Así, Napoleón Bonaparte se formó con tesón, y posteriormente, conquistó la cumbre de la fama. Y hoy es un hecho lo que su epitafio anuncia: Hic cinera. Ubique nomen. (Aquí yacen sus restos, pero su nombre está por todas partes).

Otro buen ejemplo puede ser el del mago de lo abstracto, Isaac Newton. En sus años de adolescencia, el físico inglés, fue siempre un muchacho serio, pensativo y silencioso. Ocupó los últimos lugares de la clase; pero con empuje y tenacidad, logró colocarse en el primer lugar de toda su clase y, años después, fue nombrado presidente de la Royal Society. Descubrió las leyes que rigen el universo, ganándose la admiración de todos los hombres, pues nadie, hasta el momento en que Einstein las reformuló, pudo llegar a tales especulaciones físico-matemáticas.
Como vemos, hasta los hombres genios tuvieron que trabajar duro. Soñaban, sí. Pero siempre despertaban. Mejor dicho, soñaban trabajando, luchando, quemando y arriesgando sus cualidades, sus talentos, para conquistar hazañas y adornar sus nombres con sus empresas.

La tenacidad y la intrepidez vive en todos. Solo hay que despertarla. Qué sería de los hombres, de ti o de mí, si nos pusiéramos a invertir nuestros talentos con voluntad decidida, férrea. Si nos decidiéramos a despertar la audacia que llevamos dentro, ¿Acaso no habría más hombres ilustres? 

Bien sabemos que el hombre no es un ser meramente horizontal, sino que toda su vida está dirigida a Dios, nuestro Gozo Pleno. Por ello, en la vida espiritual no bastan los buenos ánimos y los sentimientos de querer ser grandes, sino que necesitamos de la gracia de Dios. No es grande meramente quien consigue triunfos etéreos, sino quien llega a ser santo en compañía de Dios. Sólo los santos dejan la auténtica huella en el mundo. Los santos son luz en el mundo, pues están unidos al único que fulmina para el bien con el amor: Cristo.

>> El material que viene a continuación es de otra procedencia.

PR #1438, opened 2018-06-09
Update index.php

Assimilationstheorie:
Remove Short-Opentags, because the option "--enable-short-tags" in php.ini are not unique configured...
Add simple HTML-Validation with "required"
Submit Button without value-att. are not cool!

### DIFF
--- a/examples/index.php
+++ b/examples/index.php
@@ -22,8 +22,8 @@
 <div class="api-key">
   <strong>You have not entered your API key</strong>
   <form method="post">
-    API Key:<input type="text" name="api_key" />
-    <input type="submit" />
+    API Key:<input type="text" name="api_key" required/>
+    <input type="submit" value="Submit"/>
   </form>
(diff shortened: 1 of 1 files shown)


Assimilationstheorie:
I signed it!

examples/index.php
```diff
@@ -41,4 +41,4 @@
   <li><a href="multi-api.php">An example of using multiple APIs.</a></li>
 </ul>
 
-<?= pageFooter(); ?>
+<?php echo pageFooter(); ?>
```
tmatsuo: How about the one for the pageHeader in the same file?

bshaffer:
As mentioned in [this comment](https://github.com/google/google-api-php-client/pull/1439#issuecomment-396994756), `<?=` is ok and we are keeping them.

I have never heard that a `submit` button without the value attribute is bad practice. Can you please point me to some resources saying so?

Adding the `required` tag is okay, but these samples are meant to be kept as simple as possible, so I am not really a fan. However, if you remove all the other stuff we can merge that.

PR #1439, opened 2018-06-09
Update url-shortner.php

Assimilationstheorie:
Who write this Code? No Exception Handling, no Validation.
Don't use short opener for examples. php.ini is not unique configured!
Add simple HTML-Required-Attr.

### DIFF
--- a/examples/url-shortener.php
+++ b/examples/url-shortener.php
@@ -112,33 +112,32 @@ if ($client->getAccessToken() && isset($_REQUEST['url'])) {
   $short = $service->url->insert($url);
   $_SESSION['access_token'] = $client->getAccessToken();
 }
-
 ?>
 
 <div class="box">
 <?php if (isset($authUrl)): ?>
   <div class="request">
-    <a class='login' href='<?= $authUrl ?>'>Connect Me!</a>
+    <a class='login' href='<?php echo $authUrl; ?>'>Connect Me!</a>
   </div>
 <?php elseif (empty($short)): ?>
   <form id="url" method="POST" action="<?= htmlspecialchars($_SERVER['PHP_SELF']); ?>">
-    <input name="url" class="url" type="text">
+    <input name="url" class="url" type="text" placeholder="URL" required>
     <input type="hidden" name="csrf_token" value="<?php echo getCsrfToken() ?>" />
     <input type="submit" value="Shorten">
   </form>
   <form id="logout" method="POST" action="<?= htmlspecialchars($_SERVER['PHP_SELF']); ?>">
-    <input type="hidden" name="logout" value="" />
+    <input type="hidden" name="logout" />
     <input type="hidden" name="csrf_token" value="<?php echo $_SESSION['csrf_token']; ?>" />
     <input type="submit" value="Logout">
   </form>
 <?php else: ?>
   You created a short link! <br />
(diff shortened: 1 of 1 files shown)


examples/url-shortener.php
```diff
@@ -112,33 +112,32 @@
...
 ?>
 
 <div class="box">
 <?php if (isset($authUrl)): ?>
   <div class="request">
-    <a class='login' href='<?= $authUrl ?>'>Connect Me!</a>
+    <a class='login' href='<?php echo $authUrl; ?>'>Connect Me!</a>
   </div>
 <?php elseif (empty($short)): ?>
   <form id="url" method="POST" action="<?= htmlspecialchars($_SERVER['PHP_SELF']); ?>">
```
tmatsuo: Here is another short tag

examples/url-shortener.php
```diff
@@ -112,33 +112,32 @@
...
-    <input name="url" class="url" type="text">
+    <input name="url" class="url" type="text" placeholder="URL" required>
     <input type="hidden" name="csrf_token" value="<?php echo getCsrfToken() ?>" />
     <input type="submit" value="Shorten">
   </form>
   <form id="logout" method="POST" action="<?= htmlspecialchars($_SERVER['PHP_SELF']); ?>">
```
tmatsuo: Another short tag

Assimilationstheorie:
The Project is full of Short-Tags. I would start to fix it and rebuild the project, but im not sure if this a good idea, because we must rebuild a lot of things! What did you say? If you promise that the project will not be finished now, I will develop it until i die! :D

tmatsuo:
@Assimilationstheorie I don't disagree. How do you want to proceed? Do you want to make another change on this PR and merge this first? or Do you want to file another issue and wait for us to fix them?

Assimilationstheorie:
No Issue, i fix it self. I make another PR and start this week with fix all other files. Okay? :)

bshaffer:
Hello, I am sorry you are not happy with the samples. But it is not necessary to remove short tags. They are 100% okay. You may be confusing them with these tags: `<?`, which were removed entirely in PHP 7.0. Yes, `<?` conflicts with XML and should always be disabled, but `<?=` do not, and can be used safely since PHP 5.4 (they've always been able to be used safely, but before PHP 5.4, they were bundled with `<?` in the same INI configuration so both had to be disabled together). 

As this repo is marked as supported for PHP 5.4 and above, I do not want to change the short tags.

I see that you are also adding a placeholder for the URL, and a `required` tag to the input. This is nice. If you'd like to submit a separate PR with those changes, or update this PR to remove your changes to the short tags, we are happy to merge it!

Assimilationstheorie:
Hey @bshaffer 

Short PHP-Tags are configured in php.ini -> "short_open_tag". Any Configuration in this File are unique and not the same for all people. When you use the "long tag", this will work on all configurations because thats the "default way". We eliminate a potential Error! :)

bshaffer:
@Assimilationsth thank you for your concern but the `short_open_tag` directive was removed in PHP 7.0, and was separated to not include `<?=` in PHP 5.4. So the only people this would cause a potential error for is people using <= PHP 5.3, which is not supported by this library.

Assimilationstheorie:
@bshaffer - Ahh! I see! Never stop learning! :) Thanks for this info!

I will change the short-tags and update the PR! :)

PR #1451, opened 2018-06-12
Replace all PHP-Short-Tags

Assimilationstheorie:


bshaffer:
Same with #1454, there is no reason to replace `<?=` short tags.

Assimilationstheorie:
Same with #1439 :)

PR #1454, opened 2018-06-12
Raplce short PHP-Tags

Assimilationstheorie:


bshaffer:
Why replace PHP short tags? `<?` has been fully removed, but as of PHP 5.4 `<?=` is okay.

Assimilationstheorie:
Same with #1439 :)

PR #1457, opened 2018-06-13
Update simple-upload.

Assimilationstheorie:
file_exists() - Check, if file OR directory exists
is_file() - Check, if only file exist

Rebuild to "is_file()", because we check only for exist file and not dir.


examples/simple-file-upload.php
```diff
@@ -80,7 +80,7 @@
 if ($_SERVER['REQUEST_METHOD'] == 'POST' && $client->getAccessToken()) {
   // We'll setup an empty 1MB file to upload.
   DEFINE("TESTFILE", 'testfile-small.txt');
-  if (!file_exists(TESTFILE)) {
+  if (!is_file()(TESTFILE)) {
```
tmatsuo: Do you want to do `is_file(TESTFILE)` instead?

PR #1459, opened 2018-06-13
Update simple-file-upload

Assimilationstheorie:
file_exists() - Check, if file OR directory exists
is_file() - Check, if only file exist

Rebuild to "is_file()", because we check only for exist file and not dir.


Assimilationstheorie:
Hey @tmatsuo 

I create a new PR for this. :)

PR #1461, opened 2018-06-19
increment libver to 2.3.0

bshaffer:


bshaffer:
After reviewing all changes that have been made since `v2.2.1`, this release is more appropriately `v.2.2.2` since no enhancements have been made.

PR #1465, opened 2018-06-22
Updates footprint cq phpdoc to include string for $scopes

### LINKED ISSUE #1464: The phpdoc of `client::setScopes` typehints only array
The footprint of `client::setScopes()` accepts only array, but it should be both string and array. This would make it equal to the used `client::addScope`, and fixes warnings (e.g. during static analysis) in for instance `ClientTest.php`.

For instance, the test uses this code `$client->setScopes("scope2");` which currently is not correct according to the phpdoc.

NanneHuiges:
Using a string is valid as the addscope() function accepts it as well.
This usage is present in the `clientTest.php` file and also in the
example from the quickstart, but currently gives out a warning on static
analysis of code, as it isn't seen as a valid input.

Resolves #1464

### DIFF
--- a/src/Google/Client.php
+++ b/src/Google/Client.php
@@ -725,13 +725,13 @@ class Google_Client
   /**
    * Set the scopes to be requested. Must be called before createAuthUrl().
    * Will remove any previously configured scopes.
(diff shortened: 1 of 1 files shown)


trai-chuavo5000:
Là sao vậy

PR #1468, opened 2018-06-25
examples: Add new Text-To-Speech example using an API key.

### LINKED ISSUE #1426: Please add Texttospeech example
Hi, I'm trying to figure out how to use the new Wavenet voices, but I can't find any examples.

Please help

mattwhisenhunt:
Fixes #1426


bshaffer:
Hey Matt! This is a great example, but we really should be directing users to use [`google/cloud-text-to-speech`](https://github.com/GoogleCloudPlatform/google-cloud-php/tree/master/TextToSpeech) and not to this library.

Issue #1487, opened 2018-07-30
exponential backoff - not possible to provide custom retryMap.


Yahav:
So, i've been trying to use the exponential backoff feature and noticed you won't be able to provide a custom retryMap although it was (faultily) implemented.

So, inspecting Runner.php (Google_Task_Runner) i can see that there is a retryMap array
 ```
 /**
   * @var array $retryMap Map of errors with retry counts.
   */
  protected $retryMap = [
    '500' => self::TASK_RETRY_ALWAYS,
    '503' => self::TASK_RETRY_ALWAYS,
    'rateLimitExceeded' => self::TASK_RETRY_ALWAYS,
    'userRateLimitExceeded' => self::TASK_RETRY_ALWAYS,
    6  => self::TASK_RETRY_ALWAYS,  // CURLE_COULDNT_RESOLVE_HOST
    7  => self::TASK_RETRY_ALWAYS,  // CURLE_COULDNT_CONNECT
    28 => self::TASK_RETRY_ALWAYS,  // CURLE_OPERATION_TIMEOUTED
    35 => self::TASK_RETRY_ALWAYS,  // CURLE_SSL_CONNECT_ERROR
    52 => self::TASK_RETRY_ALWAYS   // CURLE_GOT_NOTHING
  ];
```
as well as a setter(setRetryMap).
tracked it back to REST.php (Google_Http_REST), at the execute function the 5th param is $retryMap which defaults to null, at the function it states that if the provided  $retryMap isn't null, run the setRetryMap() method of the runner, so far so good.
so tracked it back to Client.php (Google_Client) which you suppose to initiate at your code:
`$this->client = new Google_Client();`
the Google_Client class will receive a config array at the constructor 
`  public function __construct(array $config = array())`
the array will then be merged with the default config array.
the default config array contain a key names 'retry' with the following comment
```
// Task Runner retry configuration
// @see Google_Task_Runner
'retry' => array(),
```
So, natural assumption will be that when initiating the Google_Client you should provide an array with a retry key containing your desired retry maps. eg:
 `        $this->client = new Google_Client(array('retry'=>$this->retryMap));`
So far so good?
Except this won't work, Lets analyze what's happening:
we initiate the Google_Client class and provide an array with the a retry key:
 `        $this->client = new Google_Client(array('retry'=>$this->retryMap));`
this array gets merged with the Google_Client's config variable, so now our desired retryMap is stored at the retry key of the class config variable.
[...]

PR #1488, opened 2018-07-30
Fixing the ability to provide custom retryMap

Yahav:
https://github.com/google/google-api-php-client/issues/1487

### DIFF
--- a/src/Google/Client.php
+++ b/src/Google/Client.php
@@ -797,11 +797,11 @@ class Google_Client
     $http = $this->authorize();
 
     return Google_Http_REST::execute(
-    $http,
-    $request,
-    $expectedClass,
-    $this->config['retry'],
-    $this->config['retry_map']
+        $http,
+        $request,
+        $expectedClass,
+        $this->config['retry'],
+        $this->config['retry_map']
     );
     
   }
--- a/src/Google/Client.php
+++ b/src/Google/Client.php
@@ -130,7 +130,7 @@ class Google_Client
           // Task Runner retry configuration
           // @see Google_Task_Runner
           'retry' => array(),
-          'retryMap' => null,
+          'retry_map' => null,
 
           // cache config for downstream auth caching
           'cache_config' => [],
@@ -796,7 +796,7 @@ class Google_Client
     // this is where most of the grunt work is done
     $http = $this->authorize();
 
-    return Google_Http_REST::execute($http, $request, $expectedClass, $this->config['retry'],  $this->config['retryMap']);
+    return Google_Http_REST::execute($http, $request, $expectedClass, $this->config['retry'], $this->config['retry_map']);
   }
 
   /**
--- a/src/Google/Client.php
+++ b/src/Google/Client.php
@@ -796,7 +796,14 @@ class Google_Client
     // this is where most of the grunt work is done
     $http = $this->authorize();
 
-    return Google_Http_REST::execute($http, $request, $expectedClass, $this->config['retry'], $this->config['retry_map']);
+    return Google_Http_REST::execute(
+    $http,
+    $request,
+    $expectedClass,
+    $this->config['retry'],
+    $this->config['retry_map']
+    );
+    
   }
 
   /**
--- a/src/Google/Client.php
+++ b/src/Google/Client.php
@@ -130,6 +130,7 @@ class Google_Client
           // Task Runner retry configuration
           // @see Google_Task_Runner
           'retry' => array(),
+          'retryMap' => null
 
           // cache config for downstream auth caching
           'cache_config' => [],
@@ -795,7 +796,7 @@ class Google_Client
     // this is where most of the grunt work is done
     $http = $this->authorize();
 
-    return Google_Http_REST::execute($http, $request, $expectedClass, null, $this->config['retry']);
+    return Google_Http_REST::execute($http, $request, $expectedClass, $this->config['retry'],  $this->config['retryMap']);
   }
 
   /**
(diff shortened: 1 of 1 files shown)


Yahav:
I signed it!

src/Google/Client.php
```diff
@@ -795,7 +795,7 @@ public function execute(RequestInterface $request, $expectedClass = null)
     // this is where most of the grunt work is done
     $http = $this->authorize();
 
-    return Google_Http_REST::execute($http, $request, $expectedClass, $this->config['retry']);
+    return Google_Http_REST::execute($http, $request, $expectedClass, null, $this->config['retry']);
```
dwsupplee: Thanks for the PR @Yahav :)

From what I can tell, it looks like the `retry` key of the client configuration should map [here](https://github.com/google/google-api-php-client/blob/master/src/Google/Http/REST.php#L44), so the original code looks correct. In order to provide custom retry maps, I believe what we need to do is expose a `retryMap` setting in the `Google_Client` constructor which we can pass down into `Google_Http_REST` like so:

```php
return Google_Http_REST::execute($http, $request, $expectedClass, $this->config['retry'], $this->config['retryMap']);
```

WDYT?

Yahav: The original code isn't working. please read the following carefully:
https://github.com/google/google-api-php-client/issues/1487
the client config 'retry' is documented as:

```
 // Task Runner retry configuration
          // @see Google_Task_Runner
          'retry' => array(),
```

however, no retry config is used at the Google_Task_Runner, there is a 'retries' key but not retry.
this:

```
return Google_Http_REST::execute($http, $request, $expectedClass, $this->config['retry'], $this->config['retryMap']);
```

won't work as an array is expected..
It really seem like the whole task runner wasn't implemented correctly since basic functionality is missing, for instance, you can't define custom retryMap nor can you set the $maxAttempts (which defaults to 1 so basically even the default retryMap won't function correctly since 

```
 /**
   * Checks if a retry can be attempted.
   *
   * @return boolean
   */
  public function canAttempt()
  {
    return $this->attempts < $this->maxAttempts;
  }
```

it will always return true when the maxAttempts is 1, and lacking a way to set it..makes it useless.
the following was written in order to set maxAttempts using a config var but it was never passed.

```
if (isset($config['retries'])) {
      if ($config['retries'] < 0) {
        throw new Google_Task_Exception(
            'Task configuration `retries` must not be negative.'
        );
      }
      $this->maxAttempts += $config['retries'];
    }
```

Anyway, its quite a mess, i'm gonna give it a try and adjust whatever i can to make it functional, i'm also testing this in realtime..

Yahav: Done, should be alright now.  can you confirm?

src/Google/Client.php
```diff
@@ -795,7 +796,7 @@ public function execute(RequestInterface $request, $expectedClass = null)
     // this is where most of the grunt work is done
     $http = $this->authorize();
 
-    return Google_Http_REST::execute($http, $request, $expectedClass, $this->config['retry']);
+    return Google_Http_REST::execute($http, $request, $expectedClass, $this->config['retry'], $this->config['retry_map']);
```
dwsupplee: Confirmed this does the trick.

LGTM, except for one tiny nit. This is now breaking the line length guidelines (my fault, it was the way I formatted the code in my suggestion). Could we break this apart over some newlines?

```php
return Google_Http_REST::execute(
    $http,
    $request,
    $expectedClass,
    $this->config['retry'],
    $this->config['retryMap']
);
```

Yahav: Done

src/Google/Client.php
```diff
@@ -795,7 +796,14 @@ public function execute(RequestInterface $request, $expectedClass = null)
...
 
-    return Google_Http_REST::execute($http, $request, $expectedClass, $this->config['retry']);
+    return Google_Http_REST::execute(
+        $http,
+        $request,
+        $expectedClass,
+        $this->config['retry'],
+        $this->config['retry_map']
+    );
+
```
dwsupplee: Could we please drop the whitespace here? LGTM otherwise.

Yahav: done

Yahav:
Can someone merge this?

dwsupplee:
@mattwhisenhunt is this okay to merge?

ggmartins091:
Guys, is this right? 

I know this fixes the ability to provide the custom retryMap, but why are we passing `$this->config['retry']`  as the third argument [here](https://github.com/googleapis/google-api-php-client/blob/master/src/Client.php#L897) when in reality it expects the whole config array as can be seen [here](https://github.com/googleapis/google-api-php-client/blob/16c78c5f1a65e88e6efcc314ece9312031018d64/src/Http/REST.php#L52)
and [here](https://github.com/googleapis/google-api-php-client/blob/16c78c5f1a65e88e6efcc314ece9312031018d64/src/Task/Runner.php#L98)?


Even the `retry` index in that array is incorrect, the Runner class [looks](https://github.com/googleapis/google-api-php-client/blob/16c78c5f1a65e88e6efcc314ece9312031018d64/src/Task/Runner.php#L143) for an index called `retries`. But still, we should pass the whole config array.

dwsupplee:
@ggmartins091 it looks correct to me. `$this->config['retry']` is intended to be the configuration array for the `Runner`, as seen [here](https://github.com/googleapis/google-api-php-client/blob/master/src/Client.php#L151-L153), not a specific number of retry attempts.

ggmartins091:
@dwsupplee Oh, my bad. I get it now.

So for me to change the number of retries I would need to do `new Google_Client(['retry' => ['retries' => 3]]);`

Thats what I was missing. Thank you.

PR #1505, opened 2018-08-31
Use double pipes in composer dependency file

adamsilverstein:
use of single pipes is deprecated, see https://github.com/composer/composer/issues/6755#issue-266478234 and https://getcomposer.org/doc/articles/versions.md#caret-version-range-


adamsilverstein:
🎉

PR #2191, opened 2022-01-04
micro optimisation of loop array

brytonl33t:


mfn:
> micro optimisation

This is not just an optimization, but also change of behaviour

PR #2218, opened 2022-02-24
Check token has expires_in attribute

dmitryuk:
Related https://github.com/googleapis/google-api-php-client/issues/2217

### DIFF
--- a/src/Client.php
+++ b/src/Client.php
@@ -519,7 +519,7 @@ class Client
     if ($token == null) {
       throw new InvalidArgumentException('invalid json token');
     }
-    if (!isset($token['access_token'])) {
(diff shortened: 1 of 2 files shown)


dmitryuk:
CLA signed

bshaffer:
This check may affect code paths that were previously unaffected by this error, therefore causing a backwards-compatibility issue. I suggest adding an `isset` before line 574 instead:

```php
if (!isset($this->token['expires_in'])) {
    // if the token does not have an "expires_in", then it's considered expired
    return true;
}

return ($created + ($this->token['expires_in'] - 30)) < time();
```

dmitryuk:
@bshaffer, agree with you. Added new changes to PR

bshaffer (approved):

PR #2244, opened 2022-04-14
Fix #2243

### LINKED ISSUE #2243: Invalid argument supplied for foreach() in firebase/php-jwt/src/JWT.php:422
Pull request https://github.com/googleapis/google-api-php-client/pull/2235 updated this package's `composer.json` file to allow `firebase/php-jwt` v6.

`firebase/php-jwt` v6 changed the method signatures for both `JWT::encode()` and `JWT::decode()`. It seems that the calls in this library to this method were not updated accordingly.

From the [firebase/php-jwt change log](https://github.com/firebase/php-jwt/releases/tag/v6.0.0)

> The second argument of JWT::decode now must be Firebase\JWT\Key or array<string, Firebase\JWT\Key> (see https://github.com/firebase/php-jwt/pull/376)
> JWT::encode requires third argument $alg (see https://github.com/firebase/php-jwt/pull/376)

The offending decode call is in `src/AccessToken/Verify.php(106): Firebase\\JWT\\JWT::decode()`

I will follow up this issue with a PR.

#### Environment details

  - OS: Ubuntu 20.04
  - PHP version: 7.4.28
  - Package name and version: 2.12.2

bstanleynep:
This PR is a follow up to issue #2243. It looks like, at the very least, v5 and v6 of firebase/php-jwt accept an instance of `Firebase\JWT\Key` as the 2nd argument to `JWT::decode()`. All of the tests pass but at least one of them should have been failing before this change if you have firebase/php-jwt v6 installed. 

I can add/update tests if required.

### DIFF
--- a/src/AccessToken/Verify.php
+++ b/src/AccessToken/Verify.php
@@ -19,6 +19,7 @@
 namespace Google\AccessToken;
 
 use Firebase\JWT\ExpiredException as ExpiredExceptionV3;
+use Firebase\JWT\Key;
 use Firebase\JWT\SignatureInvalidException;
 use GuzzleHttp\Client;
 use GuzzleHttp\ClientInterface;
@@ -100,9 +101,8 @@ class Verify
     foreach ($certs as $cert) {
       try {
         $payload = $this->jwt->decode(
-            $idToken,
-            $this->getPublicKey($cert),
-            array('RS256')
+          $idToken,
+          new Key($this->getPublicKey($cert), 'RS256')
         );
 
         if (property_exists($payload, 'aud')) {


bstanleynep:
I did complete the CLA document about 2 minutes before I created this PR. Let me know if I need to do anything else.

bshaffer:
@bstanleynep good catch! this is a really important fix, so I don't want to wait too long to merge it, but if you _could_ add a test, that would be awesome!

bstanleynep:
@bshaffer no problem, I'll work on this today

bshaffer:
This is a bit more complicated than I originally thought (because we have to support older versions) So I've submitted a separate fix in #2245 

Thank you for pointing this issue out and cintributing a fix.

bshaffer:
Fixed in [v2.12.3](https://github.com/googleapis/google-api-php-client/releases/tag/v2.12.3)

PR #2245, opened 2022-04-18
fix: bad firebase call

bshaffer:
fix #2244 and #2243

We already have tests to cover this, but they were being skipped in CI because they require specific auth credentials


bshaffer:
Released in [v2.12.3](https://github.com/googleapis/google-api-php-client/releases/tag/v2.12.3)

bstanleynep:
@bshaffer ah, I see, that is a better fix for sure. Thanks for knocking this out!

PR #2251, opened 2022-04-21
chore: make whitespace consistent with our other libraries

bshaffer:
Finally make the whitespace consistent in this library with all our other libraries. This means moving all tabs to four spaces. What took us so long?


mfn:
HOLY DIFF!

But luckily there's [`?w=1`](https://github.com/googleapis/google-api-php-client/pull/2251/files?diff=unified&w=1)

bshaffer:
That's super helpful! Thanks @mfn

PR #2254, opened 2022-04-22
fix: add missing public var used by subclasses

bshaffer:
The classes generated in `google/apiclient-services` are setting a local property [$serviceName](https://github.com/googleapis/google-api-php-client-services/blob/main/src/Storage.php#L77) which isn't actually defined anywhere.


saranshdhingra (approved):
LGTM

PR #2271, opened 2022-06-02
Update return type of `Exception::getErrors()` to its correct structure

mrtus:
After the latest update static analysis tools hinted on this wrongly typed structure.

The returned structure of `Exception::getErrors()` is an array with a map of keys and values.

The change was introduced here https://github.com/googleapis/google-api-php-client/pull/2252
```
[
    {
        "domain": "global",
        "reason": "authError",
        "message": "Invalid Credentials",
        "locationType": "header",
        "location": "Authorization"
    }
]
```

### DIFF
--- a/src/Service/Exception.php
+++ b/src/Service/Exception.php
@@ -33,7 +33,7 @@ class Exception extends GoogleException
      * @param string $message
      * @param int $code
      * @param Exception|null $previous
-     * @param array<string,string> $errors List of errors returned in an HTTP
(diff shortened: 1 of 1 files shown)


mrtus:
Hi @bshaffer, What is necessary to get this change through? Am I missing some steps that would complete this change request for it to be verified & merged?

bshaffer (approved):

marekdedic:
Hi,
thank you for your work, this PR solved some "mystery" issues :) Could we please get this released?

Thanks!

PR #2275, opened 2022-06-08
Update accounts.google.com authorization URI

niallkennedy:
Update Google authorization URI to match `authorization_endpoint` value provided in the [accounts.google.com OIDC Discovery doc](https://accounts.google.com/.well-known/openid-configuration).


bshaffer (approved):

ziemkowski:
In case anybody stumbles upon this PR while researching an issue with some auth requests no longer returning a `refresh_token`, be aware that this change breaks old code that uses `setApprovalPrompt('force')` instead of the newer `setPrompt('consent')` method, as this endpoint no longer supports the approval prompt format. Changing your code to use the newer method should fix the issue.

PR #2288, opened 2022-06-29
Send no content-type header if there is no body

### LINKED ISSUE #2287: No-body request to YT api fails with supplied content-type header
I am trying to download YT captions for a given video. 

```php
$client = // client is configured with service account credentials or oauth2 token.
$response = (new Google_Service_YouTube($client))->captions->download($caption['id'])->getBody();
```

However this throws exception and YT response looks like this:
```
{
  "error": {
    "code": 400,
    "message": "Unsupported Output Format",
    "errors": [
      {
        "message": "Unsupported Output Format",
        "domain": "global",
        "reason": "badRequest"
      }
    ],
    "status": "INVALID_ARGUMENT"
  }
}
```
I traced issue down to this line https://github.com/googleapis/google-api-php-client/blob/1530583a711f4414407112c4068464bcbace1c71/src/Service/Resource.php#L206 
Apparently, setting `content-type` header makes YT api break.

I'd suggest adding this header conditionally as it seems like [that was the case](https://github.com/googleapis/google-api-php-client/commit/6dc8190553988377554d54048bd086b89c57a37b#diff-c42742883e8032aa0b5735c831478483a43d7ad2a2a8e3fa32b188ca4ec579d8L203) before upgrading to Guzzle6

kkopachev:
Fixes #2287

### DIFF
--- a/src/Service/Resource.php
+++ b/src/Service/Resource.php
@@ -203,7 +203,7 @@ class Resource
         $request = new Request(
             $method['httpMethod'],
             $url,
-            ['content-type' => 'application/json'],
+            $postBody ? ['content-type' => 'application/json'] : [],
             $postBody ? json_encode($postBody) : ''
         );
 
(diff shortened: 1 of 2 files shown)


bshaffer (approved):
Thanks for tracking this down!

PR #2290, opened 2022-07-05
Add http options to allow timeout

bernardwiesner:
As mentioned here: https://github.com/googleapis/google-api-php-client/issues/1767

There is no simple way to set a `timeout` or any other options to the guzzle client. 

The suggestion from @jdpedrie in above issue is not optimal since you lose the default options set by this package. With this change you can easily do:

```php
$client = new Google_Client([
  'http_options' => [
     'timeout' => 5
  ]
]);
```

### DIFF
--- a/src/Client.php
+++ b/src/Client.php
@@ -115,6 +115,7 @@ class Client
             // Don't change these unless you're working against a special development
             // or testing environment.
             'base_path' => self::API_BASE_PATH,
+            'http_options' => null,
 
             // https://developers.google.com/console
             'client_id' => '',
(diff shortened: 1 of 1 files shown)


NSROHILLA82:
$Http invalid format $ PCr not valid with combined .jdk files.

bshaffer:
Hello @bernardwiesner!

So, we include a method to set the http client on the google client object:

```php
$http = new GuzzleHttp\Client([
    'timeout' => 5
]);
$client->setHttpClient($http);
```

This should be sufficient for what you're trying to do.

PR #2309, opened 2022-08-22
Fix unexpected null value in Service\Exception::$errors

tscni:
Based on the definition it should always be an array, but that's not reflected in `REST::getResponseErrors()`.

### DIFF
--- a/src/Service/Exception.php
+++ b/src/Service/Exception.php
@@ -33,8 +33,8 @@ class Exception extends GoogleException
      * @param string $message
      * @param int $code
      * @param Exception|null $previous
-     * @param array<array<string,string>> $errors List of errors returned in an HTTP
-     * response.  Defaults to [].
+     * @param array<array<string,string>>|null $errors List of errors returned in an HTTP
+     * response or null.  Defaults to [].
      */
     public function __construct(
         $message,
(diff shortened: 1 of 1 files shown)


bshaffer:
This is technically a breaking change, so it would be better to update the PHPdoc than to update the value here.

tscni:
> This is technically a breaking change, so it would be better to update the PHPdoc than to update the value here.

Wouldn't both variants be a breaking change?
In one case users rely on `Service\Exception:$errors` being an `array`, in the other users encountered an issue with it (like using it in a foreach in PHP 8) and know that it might be `null` for certain cases. (effectively type-widening vs type-narrowing)

Breaking the former expectation should affect a much higher percentage of the user base. Especially considering how unlikely it is that someone actually depends on the `null` behavior in any other way than just handling it as an empty array.

All depends on how you see the promise of your API of course.

bshaffer:
@tscni changing PHPDoc is not considered a breaking change, as changing it would not result in any _existing_ code based on our public API breaking. Changing the actual return type, however, could potentially break existing code. I hope this helps.

tscni:
Very well. I've adjusted the PR accordingly

bshaffer (approved):

bshaffer:
Thank you!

La vida de los santos está constituida por un don y por una respuesta personal a la gracia divina. 
Quizá uno de mayores dones que podemos alcanzar con la virtud y el amor es la santidad. Esta día a día se alcanza, se conserva y se aumenta por medio de las virtudes teologales: fe, esperanza y caridad. En la medida en que más creemos, esperamos y amamos a Dios y a los hombres, seremos más perfectos.

Lo más grande que podemos alcanzar es estar con Dios para toda la eternidad, es decir para aquello que jamás terminará, y por ello, tiene sentido ser santo.

Si luchamos por tener éxito en la vida a un nivel humano, ¿Por qué no hemos de vivir con mayor pasión en la lucha por ser santos? No pensemos que santo significa estar en los altares, con los ojitos en blanco, posturas torvas… ¡No! Santidad conlleva todas nuestras dimensiones naturales hacia lo que nos hace plenamente felices. Pues ya lo dijo san Juan de la Cruz: “Al final de la vida, me examinarán del amor”.

Cuando las cosas cuestan es cuando mayor sentido toman ante Dios y ante nuestros hermanos. Ser santo es arduo y está lleno de sacrificio por todas las partes en las que se mira y se trabaja. ¡Pero vale la pena!

Es muy significativo que el Papa Benedicto XVI en los últimos números de su encíclica hable de los santos. Lo realmente importante es ser santo: “La vida de los Santos no comprende sólo su biografía terrena, sino también su vida y actuación en Dios después de la muerte. En los Santos es evidente que, quien va hacia Dios, no se aleja de los hombres, sino que se hace realmente cercano a ellos” (DCE 42).


¡Vence el mal con el bien!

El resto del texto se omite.